## [GIVEN MATERIAL]
-------------------------
PR #217, opened 2024-05-25
riscv: add `mcounteren` in-memory update functions

rmsyn:
Adds functions for updating the in-memory `Mcounteren` structure without touching the CSR.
-------------------------
## [EXERCISE]
Each line above is to be copied exactly as written.

## [REPLY]
PR #217, opened 2024-05-25
riscv: add `mcounteren` in-memory update functions

rmsyn:
Adds functions for updating the in-memory `Mcounteren` structure without touching the CSR.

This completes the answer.